Five years ago, Bonnie Kyle got some bad news about her husband's cancer.
"I loved my husband madly and I was just so deeply saddened at the news that he was not going to live that my body went into shock," said Kyle.
She went into full cardiac arrest. Doctors resuscitated her and she received an implantable cardioverter-defibrillator or ICD. It monitors her heart and sends electrical signals to keep it steady.
"She is the perfect example of a healthy person living a good quality of life that's been saved by a defibrillator," said Dr. David Mok, a cardiac electrophysiologist at Providence St. Joseph Medical Center.

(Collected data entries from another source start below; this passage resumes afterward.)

PR #677, opened 2019-08-05
[WIP] Chat command rework + sandbox changes

Vam-Jam:
## Status
**IN DEVELOPMENT**: 
- New commands (!class, !tp and so on)
- Sandbox tweaks (Limited commands currently)

## Description

Updating chat commands, currently changed it from ``if else`` to a ``switch``, making it faster (so more commands wont hurt)

client_AddToChat will now show up in the clients message box as long as you call ``sendText``

More commands for sandbox coming soon, along with other tweaks

### DIFF
--- a/Rules/CommonScripts/ChatCommands.as
+++ b/Rules/CommonScripts/ChatCommands.as
@@ -7,15 +7,22 @@
 #include "MakeCrate.as";
 #include "MakeScroll.as";
 
+
+void onInit(CRules@ this)
+{
+	//Magic cmds
+	this.addCommandID("sendText");
+}
+
 bool onServerProcessChat(CRules@ this, const string& in text_in, string& out text_out, CPlayer@ player)
 {
 	//--------MAKING CUSTOM COMMANDS-------//
 	// Making commands is easy - Here's a template:
 	//
-	// if (text_in == "!YourCommand")
-	// {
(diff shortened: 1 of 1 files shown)


Rules/CommonScripts/ChatCommands.as
```diff
@@ -34,268 +41,339 @@ bool onServerProcessChat(CRules@ this, const string& in text_in, string& out tex
...
-		getBlobs(@all);
 
-		for (u32 i = 0; i < all.length; i++)
+	if(isMod)
+	{
+		switch(hash)
 		{
-			CBlob@ blob = all[i];
-			print("[" + blob.getName() + " " + blob.getNetworkID() + "] ");
+			case -149123247://!bot
```
AsuMagic: It doesn't seem very necessary to me to replace the if-else chain by a switch statement when it implies looking for hashes individually. What would be most ideal is a dictionary to functions (using [funcdefs](https://www.angelcode.com/angelscript/sdk/docs/manual/doc_global_funcdef.html)).
This could potentially help with modularity as well, so you could add commands from other scripts. I don't know how feasible this is in practice though, as behavior across different modules is not very obvious here.

Vam-Jam:
Closed as i dont plan on updating this any time soon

But cases aren't always as clear-cut as Kyle's. Dr. Mok says most ICD patients haven't had a cardiac event.
There are specific guidelines as to who should get one. According to Dr. Mok, patients should not receive a preventative or primary prevention defibrillator within 40 days of a heart attack. Someone recently diagnosed with congestive heart failure shouldn't get one and patients shouldn't get one within 3 months of having coronary bypass surgery.
Now, a new study examines how well doctors follow these guidelines.
Of the 100,000 people who received ICDs, researchers say more than 20 percent did not meet the specific medical criteria.
And these patients may be at higher risk for complications including death. But Dr. Mok points out guidelines are just that, and a good doctor weighs all the options before making a recommendation.
"The evidence based guidelines are the best knowledge that we have for good care. However there are still situations where you may be outside of the guidelines in which an ICD could be beneficial and appropriate," said Dr. Mok.
"I think you have to trust your doctors and just be proactive about your doctor care," said Kyle.
Study authors noted electrophysiologists or doctors with special training in heart rhythms had slightly better rates of evidence-based implants than other types of doctors in the study.